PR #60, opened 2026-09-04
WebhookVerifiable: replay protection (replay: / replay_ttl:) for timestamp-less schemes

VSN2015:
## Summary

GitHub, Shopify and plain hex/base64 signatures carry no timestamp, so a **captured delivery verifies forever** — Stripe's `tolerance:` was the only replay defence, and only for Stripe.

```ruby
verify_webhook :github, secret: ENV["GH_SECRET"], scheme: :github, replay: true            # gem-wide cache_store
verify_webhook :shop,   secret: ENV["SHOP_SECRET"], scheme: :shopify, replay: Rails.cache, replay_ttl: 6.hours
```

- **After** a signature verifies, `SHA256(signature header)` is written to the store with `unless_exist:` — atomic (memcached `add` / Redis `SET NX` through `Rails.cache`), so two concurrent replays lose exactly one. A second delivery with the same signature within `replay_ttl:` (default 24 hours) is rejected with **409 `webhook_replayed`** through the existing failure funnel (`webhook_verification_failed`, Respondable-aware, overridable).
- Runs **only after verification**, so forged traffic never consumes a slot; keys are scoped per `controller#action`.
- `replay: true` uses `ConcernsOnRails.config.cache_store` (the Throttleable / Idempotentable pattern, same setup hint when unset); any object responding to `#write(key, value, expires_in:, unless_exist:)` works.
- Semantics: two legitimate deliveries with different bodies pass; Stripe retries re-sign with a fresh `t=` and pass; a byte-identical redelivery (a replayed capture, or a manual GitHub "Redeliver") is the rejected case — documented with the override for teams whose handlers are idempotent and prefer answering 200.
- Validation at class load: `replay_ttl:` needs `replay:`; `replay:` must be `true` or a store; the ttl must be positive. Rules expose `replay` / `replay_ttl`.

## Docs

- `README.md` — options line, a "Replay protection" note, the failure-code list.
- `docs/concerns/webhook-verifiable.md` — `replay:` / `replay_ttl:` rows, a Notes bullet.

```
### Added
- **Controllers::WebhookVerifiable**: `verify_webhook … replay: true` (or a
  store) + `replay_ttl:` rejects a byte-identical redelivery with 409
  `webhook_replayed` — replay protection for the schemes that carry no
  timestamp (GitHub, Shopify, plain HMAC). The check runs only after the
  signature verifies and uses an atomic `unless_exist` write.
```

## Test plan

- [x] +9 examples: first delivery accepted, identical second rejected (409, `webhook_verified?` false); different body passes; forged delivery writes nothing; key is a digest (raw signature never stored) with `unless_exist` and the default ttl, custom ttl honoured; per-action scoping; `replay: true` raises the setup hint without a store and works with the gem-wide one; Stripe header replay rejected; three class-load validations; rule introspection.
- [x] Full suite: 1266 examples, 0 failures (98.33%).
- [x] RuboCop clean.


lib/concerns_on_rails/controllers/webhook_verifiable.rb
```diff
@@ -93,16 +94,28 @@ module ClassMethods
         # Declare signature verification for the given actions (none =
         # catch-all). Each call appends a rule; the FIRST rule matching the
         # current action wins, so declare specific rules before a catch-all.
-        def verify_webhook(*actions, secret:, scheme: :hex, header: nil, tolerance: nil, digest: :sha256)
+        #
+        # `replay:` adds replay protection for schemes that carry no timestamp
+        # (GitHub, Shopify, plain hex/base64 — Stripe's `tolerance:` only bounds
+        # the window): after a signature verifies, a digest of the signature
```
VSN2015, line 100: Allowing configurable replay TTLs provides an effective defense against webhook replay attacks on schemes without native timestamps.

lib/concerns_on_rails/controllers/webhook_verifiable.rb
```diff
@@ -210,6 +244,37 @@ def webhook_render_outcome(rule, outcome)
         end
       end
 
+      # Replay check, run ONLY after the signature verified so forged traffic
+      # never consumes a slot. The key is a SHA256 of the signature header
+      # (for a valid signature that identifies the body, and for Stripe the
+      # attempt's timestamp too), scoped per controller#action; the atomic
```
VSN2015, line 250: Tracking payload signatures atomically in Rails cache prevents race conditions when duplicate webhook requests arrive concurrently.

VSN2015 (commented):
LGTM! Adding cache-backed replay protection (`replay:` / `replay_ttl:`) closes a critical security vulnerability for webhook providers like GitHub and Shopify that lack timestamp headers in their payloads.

───

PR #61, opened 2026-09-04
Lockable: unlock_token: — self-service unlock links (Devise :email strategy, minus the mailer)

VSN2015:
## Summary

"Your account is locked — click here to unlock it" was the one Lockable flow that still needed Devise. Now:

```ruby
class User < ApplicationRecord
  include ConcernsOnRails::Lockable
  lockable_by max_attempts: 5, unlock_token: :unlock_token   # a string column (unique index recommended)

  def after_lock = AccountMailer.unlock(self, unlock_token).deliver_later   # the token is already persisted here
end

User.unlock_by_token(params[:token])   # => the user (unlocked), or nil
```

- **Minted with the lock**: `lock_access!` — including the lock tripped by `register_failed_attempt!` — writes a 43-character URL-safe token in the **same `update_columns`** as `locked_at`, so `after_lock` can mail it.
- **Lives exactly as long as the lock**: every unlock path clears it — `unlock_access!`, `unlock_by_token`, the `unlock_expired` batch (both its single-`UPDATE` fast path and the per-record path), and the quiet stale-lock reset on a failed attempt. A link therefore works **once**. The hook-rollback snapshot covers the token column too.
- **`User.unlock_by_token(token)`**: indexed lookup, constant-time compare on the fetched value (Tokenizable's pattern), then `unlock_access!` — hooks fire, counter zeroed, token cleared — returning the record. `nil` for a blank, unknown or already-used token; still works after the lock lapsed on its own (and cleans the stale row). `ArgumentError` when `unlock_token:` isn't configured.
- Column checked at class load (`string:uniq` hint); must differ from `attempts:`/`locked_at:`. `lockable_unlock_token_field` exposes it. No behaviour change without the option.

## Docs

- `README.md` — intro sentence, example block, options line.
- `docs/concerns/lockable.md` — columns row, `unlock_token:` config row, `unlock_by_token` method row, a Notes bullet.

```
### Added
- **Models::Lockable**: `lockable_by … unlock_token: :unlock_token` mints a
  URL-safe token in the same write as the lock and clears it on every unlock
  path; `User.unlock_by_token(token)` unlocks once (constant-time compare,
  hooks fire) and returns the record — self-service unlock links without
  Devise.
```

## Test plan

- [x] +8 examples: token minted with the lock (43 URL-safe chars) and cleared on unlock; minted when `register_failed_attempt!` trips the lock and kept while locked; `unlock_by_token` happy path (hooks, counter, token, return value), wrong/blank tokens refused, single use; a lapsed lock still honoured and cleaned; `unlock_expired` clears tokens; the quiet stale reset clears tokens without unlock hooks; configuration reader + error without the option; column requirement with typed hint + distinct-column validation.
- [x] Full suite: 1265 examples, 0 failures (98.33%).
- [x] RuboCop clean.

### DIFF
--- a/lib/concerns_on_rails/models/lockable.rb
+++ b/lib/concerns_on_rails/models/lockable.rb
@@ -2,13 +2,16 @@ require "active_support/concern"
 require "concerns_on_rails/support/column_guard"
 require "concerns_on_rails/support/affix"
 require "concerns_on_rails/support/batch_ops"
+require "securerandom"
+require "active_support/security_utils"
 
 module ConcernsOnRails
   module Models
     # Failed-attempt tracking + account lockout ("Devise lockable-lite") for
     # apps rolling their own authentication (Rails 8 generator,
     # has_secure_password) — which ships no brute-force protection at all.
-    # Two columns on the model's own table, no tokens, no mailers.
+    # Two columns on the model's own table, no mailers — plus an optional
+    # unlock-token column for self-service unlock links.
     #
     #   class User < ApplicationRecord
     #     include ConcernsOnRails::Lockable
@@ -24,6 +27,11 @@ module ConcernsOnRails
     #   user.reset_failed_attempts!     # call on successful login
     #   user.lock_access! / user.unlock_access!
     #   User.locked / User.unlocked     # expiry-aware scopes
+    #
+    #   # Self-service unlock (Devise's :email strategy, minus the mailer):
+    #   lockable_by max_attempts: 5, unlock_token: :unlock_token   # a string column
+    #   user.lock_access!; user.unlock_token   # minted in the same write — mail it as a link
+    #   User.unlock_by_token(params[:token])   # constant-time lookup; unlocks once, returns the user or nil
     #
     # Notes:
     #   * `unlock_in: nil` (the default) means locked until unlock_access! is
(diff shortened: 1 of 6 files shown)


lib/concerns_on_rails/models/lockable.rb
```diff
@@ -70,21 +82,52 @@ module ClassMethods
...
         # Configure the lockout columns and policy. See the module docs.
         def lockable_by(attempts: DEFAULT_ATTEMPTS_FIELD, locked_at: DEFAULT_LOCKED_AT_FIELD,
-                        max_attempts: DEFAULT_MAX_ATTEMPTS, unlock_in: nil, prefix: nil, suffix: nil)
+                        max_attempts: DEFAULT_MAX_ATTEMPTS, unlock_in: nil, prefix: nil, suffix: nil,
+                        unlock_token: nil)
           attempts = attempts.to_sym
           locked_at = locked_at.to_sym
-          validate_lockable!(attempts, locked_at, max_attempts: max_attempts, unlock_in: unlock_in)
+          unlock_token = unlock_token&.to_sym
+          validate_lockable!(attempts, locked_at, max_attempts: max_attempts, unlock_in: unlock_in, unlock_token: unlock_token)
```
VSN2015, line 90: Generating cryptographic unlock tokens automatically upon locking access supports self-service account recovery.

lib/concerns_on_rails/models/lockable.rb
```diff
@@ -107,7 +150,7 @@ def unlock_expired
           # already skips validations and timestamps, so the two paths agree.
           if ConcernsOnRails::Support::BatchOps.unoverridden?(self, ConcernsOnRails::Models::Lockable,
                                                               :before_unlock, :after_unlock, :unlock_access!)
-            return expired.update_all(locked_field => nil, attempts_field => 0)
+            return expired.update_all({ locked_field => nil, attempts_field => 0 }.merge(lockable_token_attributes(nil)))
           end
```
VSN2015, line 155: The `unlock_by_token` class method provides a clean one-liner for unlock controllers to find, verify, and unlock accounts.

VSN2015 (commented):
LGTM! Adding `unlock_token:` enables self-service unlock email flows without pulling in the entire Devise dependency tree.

───

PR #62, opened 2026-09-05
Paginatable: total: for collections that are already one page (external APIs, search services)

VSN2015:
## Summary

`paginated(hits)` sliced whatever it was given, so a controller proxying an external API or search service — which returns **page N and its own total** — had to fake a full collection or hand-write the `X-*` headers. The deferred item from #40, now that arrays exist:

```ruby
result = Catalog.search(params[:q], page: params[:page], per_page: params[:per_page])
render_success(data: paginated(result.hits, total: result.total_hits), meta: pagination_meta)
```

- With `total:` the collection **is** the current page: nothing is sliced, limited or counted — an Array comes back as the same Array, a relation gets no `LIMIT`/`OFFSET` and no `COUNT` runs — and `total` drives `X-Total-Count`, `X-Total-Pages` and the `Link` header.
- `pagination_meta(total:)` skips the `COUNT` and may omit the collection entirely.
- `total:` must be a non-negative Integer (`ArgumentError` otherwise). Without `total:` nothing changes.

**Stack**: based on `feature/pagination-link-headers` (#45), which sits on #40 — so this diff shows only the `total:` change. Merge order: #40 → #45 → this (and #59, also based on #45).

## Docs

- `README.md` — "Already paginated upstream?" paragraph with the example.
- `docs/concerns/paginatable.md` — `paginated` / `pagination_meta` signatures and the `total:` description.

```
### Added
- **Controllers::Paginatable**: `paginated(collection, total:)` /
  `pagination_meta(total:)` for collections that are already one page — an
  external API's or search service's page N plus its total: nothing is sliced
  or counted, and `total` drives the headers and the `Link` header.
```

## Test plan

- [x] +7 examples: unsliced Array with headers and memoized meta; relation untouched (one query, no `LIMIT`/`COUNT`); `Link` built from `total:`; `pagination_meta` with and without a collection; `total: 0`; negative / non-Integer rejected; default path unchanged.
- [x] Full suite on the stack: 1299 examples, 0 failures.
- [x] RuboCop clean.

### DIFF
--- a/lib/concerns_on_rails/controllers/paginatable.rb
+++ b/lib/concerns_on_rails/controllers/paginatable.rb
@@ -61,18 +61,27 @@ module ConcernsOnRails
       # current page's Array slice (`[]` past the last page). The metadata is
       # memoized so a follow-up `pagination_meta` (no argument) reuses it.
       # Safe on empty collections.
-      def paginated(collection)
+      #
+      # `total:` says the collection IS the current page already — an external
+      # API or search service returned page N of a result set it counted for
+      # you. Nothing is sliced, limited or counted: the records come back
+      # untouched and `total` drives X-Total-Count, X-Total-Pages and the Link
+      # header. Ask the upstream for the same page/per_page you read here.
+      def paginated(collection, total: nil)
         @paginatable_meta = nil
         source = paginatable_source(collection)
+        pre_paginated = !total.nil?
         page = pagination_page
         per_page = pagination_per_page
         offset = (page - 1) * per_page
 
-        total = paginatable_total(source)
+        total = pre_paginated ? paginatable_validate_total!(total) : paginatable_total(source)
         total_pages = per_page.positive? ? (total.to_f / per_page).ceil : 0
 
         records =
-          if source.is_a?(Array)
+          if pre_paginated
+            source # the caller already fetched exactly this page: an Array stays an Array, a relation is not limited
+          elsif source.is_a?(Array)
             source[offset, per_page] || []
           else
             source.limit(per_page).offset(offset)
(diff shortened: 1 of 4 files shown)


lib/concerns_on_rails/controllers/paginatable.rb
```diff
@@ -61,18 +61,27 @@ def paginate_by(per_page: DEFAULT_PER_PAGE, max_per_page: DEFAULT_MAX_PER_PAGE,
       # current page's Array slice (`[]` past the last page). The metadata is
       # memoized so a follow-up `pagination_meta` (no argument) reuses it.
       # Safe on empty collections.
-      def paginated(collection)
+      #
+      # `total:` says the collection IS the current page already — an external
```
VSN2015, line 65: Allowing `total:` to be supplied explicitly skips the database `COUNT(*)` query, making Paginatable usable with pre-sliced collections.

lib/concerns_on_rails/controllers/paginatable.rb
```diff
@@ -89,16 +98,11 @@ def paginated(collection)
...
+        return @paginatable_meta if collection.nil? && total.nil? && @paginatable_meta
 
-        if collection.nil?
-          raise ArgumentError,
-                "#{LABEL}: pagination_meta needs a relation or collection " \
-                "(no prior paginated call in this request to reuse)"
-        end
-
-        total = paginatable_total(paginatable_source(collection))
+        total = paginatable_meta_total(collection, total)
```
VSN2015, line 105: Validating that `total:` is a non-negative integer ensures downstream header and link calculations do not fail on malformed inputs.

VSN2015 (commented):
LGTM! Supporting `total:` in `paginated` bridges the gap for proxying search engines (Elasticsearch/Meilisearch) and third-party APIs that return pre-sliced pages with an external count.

───

> [WHAT YOU SHOULD DO]: Both end lines included, restate word for word the lines above from the line with "PR #60, opened 2026-09-04" to the line with "(the Throttleable /", and nothing else.

> [OUTPUT OF THE EXERCISE]:
PR #60, opened 2026-09-04
WebhookVerifiable: replay protection (replay: / replay_ttl:) for timestamp-less schemes

VSN2015:
## Summary

GitHub, Shopify and plain hex/base64 signatures carry no timestamp, so a **captured delivery verifies forever** — Stripe's `tolerance:` was the only replay defence, and only for Stripe.

```ruby
verify_webhook :github, secret: ENV["GH_SECRET"], scheme: :github, replay: true            # gem-wide cache_store
verify_webhook :shop,   secret: ENV["SHOP_SECRET"], scheme: :shopify, replay: Rails.cache, replay_ttl: 6.hours
```

- **After** a signature verifies, `SHA256(signature header)` is written to the store with `unless_exist:` — atomic (memcached `add` / Redis `SET NX` through `Rails.cache`), so two concurrent replays lose exactly one. A second delivery with the same signature within `replay_ttl:` (default 24 hours) is rejected with **409 `webhook_replayed`** through the existing failure funnel (`webhook_verification_failed`, Respondable-aware, overridable).
- Runs **only after verification**, so forged traffic never consumes a slot; keys are scoped per `controller#action`.
- `replay: true` uses `ConcernsOnRails.config.cache_store` (the Throttleable / Idempotentable pattern, same setup hint when unset); any object responding to `#write(key, value, expires_in:, unless_exist:)` works.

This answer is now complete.